• _EXERCISE AIM_
The data beneath this task has to be reprinted character for character.

(Saved data entries)
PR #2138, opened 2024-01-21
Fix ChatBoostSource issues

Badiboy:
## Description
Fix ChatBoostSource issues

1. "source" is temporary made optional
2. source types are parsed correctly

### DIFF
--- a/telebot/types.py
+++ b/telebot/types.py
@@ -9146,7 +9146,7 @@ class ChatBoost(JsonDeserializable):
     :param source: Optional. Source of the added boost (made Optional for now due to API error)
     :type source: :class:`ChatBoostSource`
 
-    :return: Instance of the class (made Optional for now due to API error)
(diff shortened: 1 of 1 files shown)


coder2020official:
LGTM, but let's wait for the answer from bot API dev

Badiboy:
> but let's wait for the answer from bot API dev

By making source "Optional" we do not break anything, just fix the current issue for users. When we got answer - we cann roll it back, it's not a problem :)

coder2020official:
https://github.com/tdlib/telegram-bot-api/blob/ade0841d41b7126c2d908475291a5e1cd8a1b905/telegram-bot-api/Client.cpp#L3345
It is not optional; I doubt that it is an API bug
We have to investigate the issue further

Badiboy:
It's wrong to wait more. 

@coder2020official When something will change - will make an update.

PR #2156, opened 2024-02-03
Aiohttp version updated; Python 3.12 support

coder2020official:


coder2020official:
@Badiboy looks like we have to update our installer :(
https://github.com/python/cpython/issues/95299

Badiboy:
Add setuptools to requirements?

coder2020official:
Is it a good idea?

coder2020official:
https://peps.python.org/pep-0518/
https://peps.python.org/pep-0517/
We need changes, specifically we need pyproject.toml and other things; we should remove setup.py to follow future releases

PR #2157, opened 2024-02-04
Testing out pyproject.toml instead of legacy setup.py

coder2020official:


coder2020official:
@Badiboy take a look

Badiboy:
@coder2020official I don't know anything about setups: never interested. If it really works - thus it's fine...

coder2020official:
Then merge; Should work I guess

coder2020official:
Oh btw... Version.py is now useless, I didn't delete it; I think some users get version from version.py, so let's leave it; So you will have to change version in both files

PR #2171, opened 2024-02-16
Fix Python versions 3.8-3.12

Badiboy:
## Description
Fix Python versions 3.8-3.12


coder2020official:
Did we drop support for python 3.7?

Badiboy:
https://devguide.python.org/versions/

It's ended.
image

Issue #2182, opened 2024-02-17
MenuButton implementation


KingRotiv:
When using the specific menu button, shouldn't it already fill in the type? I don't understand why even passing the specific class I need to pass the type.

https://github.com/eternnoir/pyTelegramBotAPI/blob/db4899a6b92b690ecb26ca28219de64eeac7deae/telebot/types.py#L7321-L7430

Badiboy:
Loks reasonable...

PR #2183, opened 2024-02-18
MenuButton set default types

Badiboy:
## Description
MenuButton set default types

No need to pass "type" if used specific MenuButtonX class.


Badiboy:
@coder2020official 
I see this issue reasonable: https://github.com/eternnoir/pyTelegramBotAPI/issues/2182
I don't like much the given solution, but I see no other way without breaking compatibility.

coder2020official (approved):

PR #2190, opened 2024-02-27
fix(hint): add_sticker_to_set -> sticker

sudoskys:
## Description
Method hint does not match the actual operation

• _ANSWER FOR THE TASK_
PR #2138, opened 2024-01-21
Fix ChatBoostSource issues

Badiboy:
## Description
Fix ChatBoostSource issues

1. "source" is temporary made optional
2. source types are parsed correctly

### DIFF
--- a/telebot/types.py
+++ b/telebot/types.py
@@ -9146,7 +9146,7 @@ class ChatBoost(JsonDeserializable):
     :param source: Optional. Source of the added boost (made Optional for now due to API error)
     :type source: :class:`ChatBoostSource`
 
-    :return: Instance of the class (made Optional for now due to API error)
(diff shortened: 1 of 1 files shown)


coder2020official:
LGTM, but let's wait for the answer from bot API dev

Badiboy:
> but let's wait for the answer from bot API dev

By making source "Optional" we do not break anything, just fix the current issue for users. When we got answer - we cann roll it back, it's not a problem :)

coder2020official:
https://github.com/tdlib/telegram-bot-api/blob/ade0841d41b7126c2d908475291a5e1cd8a1b905/telegram-bot-api/Client.cpp#L3345
It is not optional; I doubt that it is an API bug
We have to investigate the issue further

Badiboy:
It's wrong to wait more. 

@coder2020official When something will change - will make an update.

PR #2156, opened 2024-02-03
Aiohttp version updated; Python 3.12 support

coder2020official:


coder2020official:
@Badiboy looks like we have to update our installer :(
https://github.com/python/cpython/issues/95299

Badiboy:
Add setuptools to requirements?

coder2020official:
Is it a good idea?

coder2020official:
https://peps.python.org/pep-0518/
https://peps.python.org/pep-0517/
We need changes, specifically we need pyproject.toml and other things; we should remove setup.py to follow future releases

PR #2157, opened 2024-02-04
Testing out pyproject.toml instead of legacy setup.py

coder2020official:


coder2020official:
@Badiboy take a look

Badiboy:
@coder2020official I don't know anything about setups: never interested. If it really works - thus it's fine...

coder2020official:
Then merge; Should work I guess

coder2020official:
Oh btw... Version.py is now useless, I didn't delete it; I think some users get version from version.py, so let's leave it; So you will have to change version in both files

PR #2171, opened 2024-02-16
Fix Python versions 3.8-3.12

Badiboy:
## Description
Fix Python versions 3.8-3.12


coder2020official:
Did we drop support for python 3.7?

Badiboy:
https://devguide.python.org/versions/

It's ended.
image

Issue #2182, opened 2024-02-17
MenuButton implementation


KingRotiv:
When using the specific menu button, shouldn't it already fill in the type? I don't understand why even passing the specific class I need to pass the type.

https://github.com/eternnoir/pyTelegramBotAPI/blob/db4899a6b92b690ecb26ca28219de64eeac7deae/telebot/types.py#L7321-L7430

Badiboy:
Loks reasonable...

PR #2183, opened 2024-02-18
MenuButton set default types

Badiboy:
## Description
MenuButton set default types

No need to pass "type" if used specific MenuButtonX class.


Badiboy:
@coder2020official 
I see this issue reasonable: https://github.com/eternnoir/pyTelegramBotAPI/issues/2182
I don't like much the given solution, but I see no other way without breaking compatibility.

coder2020official (approved):

PR #2190, opened 2024-02-27
fix(hint): add_sticker_to_set -> sticker

sudoskys:
## Description
Method hint does not match the actual operation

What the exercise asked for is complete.